#  > > >  >  > Форум >  > > >  >  > Буддийские форумы >  > > >  >  > Тибетский буддизм >  > > >  >  > Сакья >  > > >  >  >  Если кто хочет разделить воззрение великих учителей..

## Маша_ла

Принять участие в ежедневной благой работе монастыря, поддержать живое учение Будды, направить свои усилия в благое русло и посвятить некоторое время своей жизни на благо других существ, держащих учение Будды, Вы можете, совершив однократное или не однократное пожертвование монахам и великим учителям тантрического монастыря Нгор традиции Сакья. В этом монастыре изучают, практикуют и поддерживают самые высокие учения тантры. Главы монастыря Нгор не перерождаются - они живут последнюю жизнь в человеческом теле. В то же время, эти великие учителя живут и ведут себя очень скромно, как самые обычные и самые скромные люди. Многие монахи, которым повезло получить образование и учения в монастыре Нгор, достигают высоких уровней реализации. Многие высокие учителя получают наставления от учителей монастыря Нгор.
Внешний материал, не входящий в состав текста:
PR #967, opened 2020-02-04
api: add list command

JIoJIaJIu:
Relates:
- [Pull#2346](https://github.com/iterative/dvc/pull/3246)
- [Issue#2509](https://github.com/iterative/dvc/issues/2509)

<hr/>

### DIFF
--- a/public/static/docs/command-reference/list.md
+++ b/public/static/docs/command-reference/list.md
@@ -1,0 +1,130 @@
+# list
+
+List Git repository contents including files and directories under DVC control
+(<abbr>data artifacts</abbr>).
+
+## Synopsis
+
+```usage
+usage: dvc list [-h] [-q | -v] [-R] [--outs-only] [--rev [REV]] url [target]
+
+positional arguments:
+  url              Url to the repo. Can be either local fs path or Git repository URL.
+  target           Path to directory within the repository to list contents for.
+```
+
+## Description
+
+List files, dirs and <abbr>data artifacts</abbr> for the pointed url. The output
+is sorted lexicographically.
+
+The `url` argument specifies the address of the DVC or Git repository containing
+the data source. Both HTTP and SSH protocols are supported for online repos
+(e.g. `[user@]server:project.git`). `url` can also be a local file system path.
+When the url is remote git url the content is checkout into temporary directory.
+
+`--outs-only` option allows to check all <abbr>data artifacts</abbr> into the
+repo, which can be useful before `dvc get` or `dvc import` invocation.
+
+The `target` argument allows to check existense of the target into the repo.
+With recursive option `-R` it allows to filter output by prefix. The `target`
+should be relative file system path.
+
+## Options
+
+- `--outs-only` - show only <abbr>data artifacts</abbr>.
+
+- `-R`, `--recursive` - recursively prints the repo.
+
+- `--rev` - commit hash, branch or tag name, etc. (any
+  [Git revision](https://git-scm.com/docs/revisions)) of the repository to
+  download the file or directory from. The latest commit in `master` (tip of the
+  default branch) is used by default when this option is not specified.
+
+- `-h`, `--help` - prints the usage/help message, and exit.
+
+- `-q`, `--quiet` - do not write anything to standard output. Exit with 0 if no
+  problems arise, otherwise 1.
+
+- `-v`, `--verbose` - displays detailed tracing information. when this option is
+  not specified.
+
+## Example: List remote git repo
+
+We can use the command for getting information about remote repository with all
+files, dirs and <abbr>data artifacts</abbr>.
+
+```dvc
+$ dvc list -R https://github.com/iterative/dataset-registry
+
+.gitignore
+README.md
+get-started/.gitignore
+get-started/data.xml
+get-started/data.xml.dvc
+images/.gitignore
+images/dvc-logo-outlines.png
+images/dvc-logo-outlines.png.dvc
+images/owl_sticker.png
+images/owl_sticker.png.dvc
+images/owl_sticker.svg
+...
+```
+
+Or
+
+```dvc
+$ dvc list https://github.com/iterative/dataset-registry
+
+.gitignore
+README.md
+get-started
+images
+tutorial
+use-cases
+```
+
+for getting flat information about the repo
+
+## Example: List the repo with the rev
+
+Another useful case is checking the files for the **specific revision**
+
+```dvc
+$ dvc list -R --rev 7476a858f6200864b5755863c729bff41d0fb045 \
+        https://github.com/iterative/dataset-registry
+
+.gitignore
+README.md
+get-started/.gitignore
+get-started/data.xml
+get-started/data.xml.dvc
+tutorial/nlp/.gitignore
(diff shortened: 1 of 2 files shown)


public/static/docs/command-reference/list.md
```diff
@@ -0,0 +1,40 @@
...
+## Synopsis
+
+```usage
+usage: dvc list [-h] [-q | -v] [-R] [--outputs-only] [--rev [REV]] url [target]
+
+positional arguments:
+  url              Url to the repo. Can be either local fs path or git+ssh/https url
+  target           Path to directory within the repository to list outputs for.
+
+optional arguments:
```
shcheklein: we don't include this section, check other commands please (kinda repetitive with the `## options` below)

public/static/docs/command-reference/list.md
```diff
@@ -0,0 +1,40 @@
+# list
+
+List file structure of a repo including <abbr>data artifacts</abbr>
```
shcheklein: List Git repository contents including files and directories under DVC control (data artifacts)

public/static/docs/command-reference/list.md
```diff
@@ -0,0 +1,40 @@
...
+
+## Synopsis
+
+```usage
+usage: dvc list [-h] [-q | -v] [-R] [--outputs-only] [--rev [REV]] url [target]
+
+positional arguments:
+  url              Url to the repo. Can be either local fs path or git+ssh/https url
```
shcheklein: might require changes on the DVC core repo:

Url -> URL

I would simplify: `Git repository URL.`

public/static/docs/command-reference/list.md
```diff
@@ -0,0 +1,40 @@
...
+  target           Path to directory within the repository to list outputs for.
```
shcheklein: `outputs` -> `to list contents for`

public/static/docs/command-reference/list.md
```diff
@@ -0,0 +1,40 @@
...
+
+optional arguments:
+  --outputs-only   Show only dvc outputs.
+  --rev [REV]      Git revision (e.g. branch, tag, SHA)
+```
+
+## Description
+
+The command list files and <abbr>data artifacts</abbr> into pointed repo.
```
shcheklein: need to expand and elaborate here. No need to repeat just the same phrase we used to above. Even http://man7.org/linux/man-pages/man1/ls.1.html has something meaningful and non-repetitive here.

Would be great to expand on the fact that we show actual data behind DVC-files. That it can be used before `dvc get` to see that file name to path (which is not easy with Github), etc.

public/static/docs/command-reference/list.md
```diff
@@ -0,0 +1,40 @@
...
+
+## Options
+
+- `--outputs-only` - Show only <abbr>data artifacts</abbr>.
```
shcheklein: Show -> show (and for other options as well)

public/static/docs/command-reference/list.md
```diff
@@ -0,0 +1,40 @@
...
+
+- `-R`, `--recursive` - Recursively traverse the repo.
```
shcheklein: the repo -> the target? actually it's is the path (that's why I don't like the target name for the CLI argument)

shcheklein: check the aws s3 ls and ls man pages. traverse is not the right verb here ... print, list, etc are better

public/static/docs/command-reference/list.md
```diff
@@ -0,0 +1,40 @@
...
+
+- `--rev` - specific
+  [Git revision](https://git-scm.com/book/en/v2/Git-Internals-Git-References)
```
shcheklein: @jorgeorpinel will need to update this when your PR is merged, or suggest the change here

public/static/docs/command-reference/list.md
```diff
@@ -0,0 +1,40 @@
...
+  (such as a branch name, a tag, or a commit hash) of the repository to download
+  the file or directory from. The tip of the default branch is used by default
+
+- `-h`, `--help` - prints the usage/help message, and exit.
+
+- `-q`, `--quiet` - do not write anything to standard output. Exit with 0 if no
+  problems arise, otherwise 1.
+
+- `-v`, `--verbose` - displays detailed tracing information. when this option is
```
shcheklein: `Works only for remote repos` ?

public/static/docs/command-reference/list.md
JIoJIaJIu: `dvc list` can list simple folder (without `.git`), shouldn't it be pointed

public/static/docs/command-reference/list.md
JIoJIaJIu: If the repo is on the filesystem pointing `rev` throwing an error. `dvc list` lists files through fs walk rather then `ls-tree` so for the current implementation needs to checkout the repo
https://github.com/iterative/dvc/pull/3246#discussion_r373534682

public/static/docs/command-reference/list.md
shcheklein: I would mention it in the description - that's what it is for - to elaborate and expand

public/static/docs/command-reference/list.md
shcheklein: but this `-v` option, verbose ... It should be working for any combination of params

public/static/docs/command-reference/list.md
jorgeorpinel: It's merged. This text seems correct except download->list and the last sentence is incomplete, should be "...by default when this option is not specified."

jorgeorpinel:
Please let us know when iterative/dvc/pull/3246 is merged to check this doc vs the final behavior of the command 🙂

JIoJIaJIu:
@shcheklein @jorgeorpinel Could you take a look please on the PR

public/static/docs/command-reference/list.md
jorgeorpinel: Agree. If `target` can only be a directory path, why not call it `path` or `dir`? (Also commenting in iterative/dvc.org/pull/967)

jorgeorpinel:
@JIoJIaJIu any chance you could move this to a regular branch in this repo though? If not, it's OK.

Please check out https://github.com/iterative/dvc.org/wiki/2.-dvc.org-pull-requests-for-core-repo-changes for future ref. 🙂

JIoJIaJIu:
@jorgeorpinel @shcheklein 

> any chance you could move this to a regular branch in this repo though

I've create a new PR - https://github.com/iterative/dvc.org/pull/1021 and close this one

> Agree. If target can only be a directory path, why not call it path or dir?

I suggest to apply my current PR and in the next iteration I will rename `target` to `path`, at this moment I am blocked with the https://github.com/iterative/dvc/pull/3351 for being able to refactor the source code. As soon it is merged I will change all `target` entries to `path` and update the docs

jorgeorpinel:
Thanks Guro!

> I suggest to apply my current PR and in the next iteration I will rename target to path

Yep no rush, it's included in iterative/dvc/issues/3381 actually so it should be addressed whenever someone takes that issue.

Наша жизнь так коротка и проходит так быстро в повседневных заботах. Иногда хорошо остановиться и принять участие в благих начинаниях. Это принесет благо нам, а также поможет поддержать жизнь и энергию людей, которые поддерживают и практикуют учение Будды и, благодаря деяниям которых, мы тоже имеем возможность получать драгоценные наставления, изучать высшие тантры и продвигаться по пути.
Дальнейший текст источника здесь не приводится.